On how many lines of the data below does the word "columns" appear? Reply with the number only.

╭─ Material shown

Issue #19640, opened 2017-10-30
sql: "opening" join filters incorrect in some cases


RaduBerinde:
We have code that converts a post-join filter like `x > 10` into `a.x > 10 AND b.x > 10`. This is not quite correct for left or right outer joins, where one of `a.x, b.x` can be NULL.
```sql
root@:26257/test> show create table a;
+-------+----------------------------------------+
| Table |              CreateTable               |
+-------+----------------------------------------+
| a     | CREATE TABLE a (␤                      |
|       |     x INT NULL,␤                       |
|       |     y INT NULL,␤                       |
|       |     u INT NULL,␤                       |
|       |     FAMILY "primary" (x, y, u, rowid)␤ |
|       | )                                      |
+-------+----------------------------------------+
(1 row)

root@:26257/test> show create table b;
+-------+----------------------------------------+
| Table |              CreateTable               |
+-------+----------------------------------------+
| b     | CREATE TABLE b (␤                      |
|       |     x INT NULL,␤                       |
|       |     y INT NULL,␤                       |
|       |     v INT NULL,␤                       |
|       |     FAMILY "primary" (x, y, v, rowid)␤ |
|       | )                                      |
+-------+----------------------------------------+
(1 row)

root@:26257/test> select *,a.x,b.x from a left outer join b USING (x,y);
+---+---+---+------+---+------+
| x | y | u |  v   | x |  x   |
+---+---+---+------+---+------+
| 1 | 1 | 1 | NULL | 1 | NULL |
| 2 | 2 | 2 |    2 | 2 |    2 |
+---+---+---+------+---+------+
(2 rows)

root@:26257/test> select *,a.x,b.x from a left outer join b USING (x,y) where x is not null;
+---+---+---+---+---+---+
| x | y | u | v | x | x |
+---+---+---+---+---+---+
| 2 | 2 | 2 | 2 | 2 | 2 |
+---+---+---+---+---+---+
(1 row)

root@:26257/test> select *,a.x,b.x from a left outer join b USING (x,y) where x > 0;
+---+---+---+---+---+---+
| x | y | u | v | x | x |
+---+---+---+---+---+---+
| 2 | 2 | 2 | 2 | 2 | 2 |
+---+---+---+---+---+---+
(1 row)
```

RaduBerinde:
CC @knz

knz:
yeah, I messed up when I did the outer join stuff. My bad. Thanks for spotting it.

knz:
[...]

PR #19660, opened 2017-10-30
 sql: remove merged column functionality from join code

RaduBerinde:
Removing the merged columns from the join code. The functionality is instead
provided as a `renderNode` on top of the `joinNode`.

As fallout from this change, we no longer propagate filters from merged columns
to both sides. For inner and left outer joins, they now get propagated only to
the left side. This will be addressed in a subsequent change which transfers
constraints between the two sides. The disabled `openJoinFilter` code is kept
temporarily until that change.

This change fixes the correctness problems described in #19640.

CC @richardwu


jordanlewis:
Haven't reviewed carefully yet, but just calling out that the double renders in some of the explain outputs seem suspicious. Is that correct? Could you explain why in a comment somewhere if so?

---

Reviewed 2 of 2 files at r1, 13 of 13 files at r2.

---

*[pkg/sql/logictest/testdata/logic_test/select_index, line 149 at r2](https://reviewable.io:443/reviews/cockroachdb/cockroach/19660#-KxjK5yU03f7gqN-Alfk:-KxjK5yU03f7gqN-Alfl:b-r9gooo) ([raw file](https://github.com/cockroachdb/cockroach/blob/568c983b93dcf2d3997fa19b85ee5e2081a9b411/pkg/sql/logictest/testdata/logic_test/select_index#L149)):*
> ```
> ----
> 0  render      ·         ·
> 1  render      ·         ·
> ```

This seems mildly suspicious. Is it?

---


*Comments from [Reviewable](https://reviewable.io:443/reviews/cockroachdb/cockroach/19660#-:-KxjKdahIkj7D7muHo5o:b-7m01mj)*

RaduBerinde:
I left a TODO somewhere to coalesce render nodes. It is expected with this change because we add a new renderNode.  It was already possible for certain queries. Note that for distsql, the planning process automatically coalesces projections/renders.

---

---



*Comments from [Reviewable](https://reviewable.io:443/reviews/cockroachdb/cockroach/19660#-:-KxjTB1DYjLgOjj6A7vH:b-thc5yx)*

knz:
:lgtm_strong: 
Thank you for picking this up!

---

Reviewed 2 of 2 files at r1, 13 of 13 files at r2.

---



*Comments from [Reviewable](https://reviewable.io:443/reviews/cockroachdb/cockroach/19660#-:-Kxm4ROMqWxWaGDj5g4n:bvhfyzm)*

╰─

## Exercise output
2